Zu diesen Reihen gehören auch großformatige Bilder, wo man kaum auf den eigentlichen Ursprung des Motivs kommt. Wie sind diese Bilder entstanden?
Markus Elsner: In der Tat erkennt kaum jemand in Ausstellungen, was ich da eigentlich fotografiert habe - und das ist auch gut so. Viele Betrachter:innen geraten darüber allzu sehr ins Rätseln, was wohl der Ursprung dieses und jenes Bildes sein könnte und was da technisch passiert sein könnte. Aber darum geht es ja eigentlich nicht. Die Bilder "Im Rausch der Farben" sind sehr intuitiv entstanden und sollen weniger den Kopf und mehr den Bauch ansprechen.
"Eine Glasplatte musste her und das Ganze unter einem herrlichen Knacken, Krachen und Knirschen plattdrücken.

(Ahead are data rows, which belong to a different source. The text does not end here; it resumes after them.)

PR #1344, opened 2016-12-05
Added test for Geir Evensens subsspace PR

pgdr:
This PR is a minor continuation from the work done by @geirev.

It implements two simple tests, one for verifying that we respect `USE_GE` and that the `initX` outputs different values.

Added a missing include `from ert.util import Matrix` in the original work.

### DIFF
--- a/libert_util/src/matrix.c
+++ b/libert_util/src/matrix.c
@@ -277,6 +277,16 @@ matrix_type * matrix_safe_alloc(int rows, int columns) {
   return matrix_alloc__( rows , columns , true );
 }
 
+matrix_type * matrix_alloc_identity(int dim) {
+  if (dim < 1)
+    util_abort("%s: identity matrix must have positive size. \n",__func__);
+
+  matrix_type * idty = matrix_alloc(dim, dim);
+  for (int i = 0; i < dim; ++i)
+    matrix_iset(idty, i, i, 1);
+  return idty;
+}
+
 /*****************************************************************/
 
 /**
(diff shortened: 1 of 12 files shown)


python/tests/ert/analysis/test_analysis_module.py
```diff
@@ -73,3 +74,87 @@ def test_create_internal(self):
...
+            for j in range(n):
+                m[(i,j)] = vals[idx]
+                idx += 1
+        return m
+
+    def _n_identity_mcs(self, n=6,s=3):
+        """return n copies of the identity matrix on s*s elts"""
+        return tuple([self._identity_mx(s) for i in range(n)])
+
+    def _identity_mx(self,s=3):
```
joakim-hove: Instead of this test special casing I would like to get a first class method to create a diagonal matrix; i.e. `matrix_alloc_identity( int size )` in C and a corresponding classmethod in Python.

libert_util/src/matrix.c
```diff
@@ -277,6 +277,20 @@ matrix_type * matrix_safe_alloc(int rows, int columns) {
   return matrix_alloc__( rows , columns , true );
 }
 
+matrix_type * matrix_alloc_identity(int dim) {
+  if (dim < 1)
+    util_abort("%s: identity matrix must have positive size. \n",__func__);
+
+  matrix_type * idty = matrix_alloc(dim, dim);
+  for (int i = 0; i < dim; ++i)
```
joakim-hove: The matrix is initialized to zero, so this can be simplified to:
```C
for (int i=0; i < dim; i++)
    matrix_iset( idty , i , i , 1 );
```

joakim-hove: And then - merge!

PR #1347, opened 2016-12-05
Some python3 initial work, and cwrap vs Python 3

pgdr:
1. python3 fixes
** fix `except Exception, err`
** remove use of spaceship operator `<>`
** make import test python 3 compatible; do not import `__pycache__`
1. renamed `registerType` to `_registerType`, do not use outside `cwrap` module!
1. removed tests from `cwrap` of functionality covered in `test_metacwrap`

### DIFF
--- a/python/python/cwrap/prototype.py
+++ b/python/python/cwrap/prototype.py
@@ -31,7 +31,7 @@ REGISTERED_TYPES = {}
 """:type: dict[str,TypeDefinition]"""
 
 
-def registerType(type_name, type_class_or_function, is_return_type=True, storage_type=None):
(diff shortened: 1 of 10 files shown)


python/python/cwrap/prototype.py
```diff
@@ -31,36 +31,36 @@ def __init__(self, type_class_or_function, is_return_type, storage_type):
 """:type: dict[str,TypeDefinition]"""
 
 
-def registerType(type_name, type_class_or_function, is_return_type=True, storage_type=None):
+def _registerType(type_name, type_class_or_function, is_return_type=True, storage_type=None):
```
jepebe: Good! :)

PR #1349, opened 2016-12-07
micro fix for debugging export problems

pgdr:


pgdr:
Self-merged, trivial and necessary fix in the debugging of export issues.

Und fertig war mein Fotomotiv"
Natürlich erkläre ich dennoch gern mein Tun: Bei den Eierschalen-Fotos gehe ich recht spielerisch vor und platziere Schalenstücke nach Farbe, Größe, Kontrast und Gegensätzen. Als ich auch nach reichlich Änderungen und Skizzen-Fotos erkannte, dass die Wölbungen der Eier meinen Abstraktionsbemühungen zuwiderliefen, musste noch etwas mit dem dreidimensionalen Arrangement geschehen. Spätestens jetzt kommt der Moment, der sicherlich manch Kinderherz höher schlagen lässt: Eine Glasplatte musste her und das Ganze unter einem herrlichen Knacken, Krachen und Knirschen plattdrücken. Und fertig war mein Fotomotiv. Den allerletzten Schliff bekommen die Fotografien dann mit der Überhöhung der Farben und Kontraste.
In Ausstellungsberichten ist zu lesen, dass es auch einen ganz persönlichen Anstoß im Privaten gibt - in der Familie?
Markus Elsner: Ja, das ist so. Das Schicksal meiner Mutter hat mich auf die Idee mit den Eierschalen gebracht: Sie erkrankte in den 2000er Jahren an Demenz und verlor nach und nach ihre Fähigkeiten, den Alltag zu meistern. Dazu zählte auch das Kochen der Frühstückseier für sich und meinen Vater. Als dieser meiner Mutter nicht mehr über die alltäglichen Ausfälle hinweghelfen konnte und auch starb, überspielte meine Mutter wie manch andere Demenzerkrankte geschickt diese Schwäche: Sie entdeckte im Supermarkt hartgekochte Eier, die nicht nur zu Ostern, sondern das ganze Jahr über in schillernden Farben angeboten werden. Die quälende Frage nach dem Frühstücksei war geklärt.
In den Folgejahren, die ich dann die Geschicke meiner Mutter gemanagt habe, gab es viele Mahlzeiten mit bunten Eiern und natürlich reichlich übriggebliebene Eierschalen. Die warfen wir weg, doch bald geriet ich angesichts der Farben vor dem Mülleimer ins Zögern. Als während der Pflegeheimjahre meiner Mutter bei meinen fast täglichen Besuchen stets ein paar bunte hartgekochte Eier zu den Mitbringseln gehörten, begann ich die Schalen zu sammeln, um sie irgendwann einmal, wie auch immer, fotografisch zu nutzen.
Meine Mutter ist dann gleich im ersten Corona-Lockdown mit 90 Jahren im Heim verstorben. Da waren schon auf der Basis der gesammelten Eierschalen ein paar Fotografien entstanden. Es sollten noch ein paar mehr Bilder ind dieser Reihe auch in größeren Formaten werden. Und, wenn ich heute einkaufen gehe und die bunten Eier sehe, muss ich immer an die Vorliebe meiner Mutter denken. Und so landen dann ab und an diese ewige bunten Dinger auch in meinem Einkaufswagen. Und irgendwann später knackt und knirscht es wieder in meinem Atelier...
Anm. d. Redaktion: Markus Elsner ist künstlerischer Fotograf sowie Autor und freier Journalist und arbeitet auch für die Redaktion von evangelisch.de.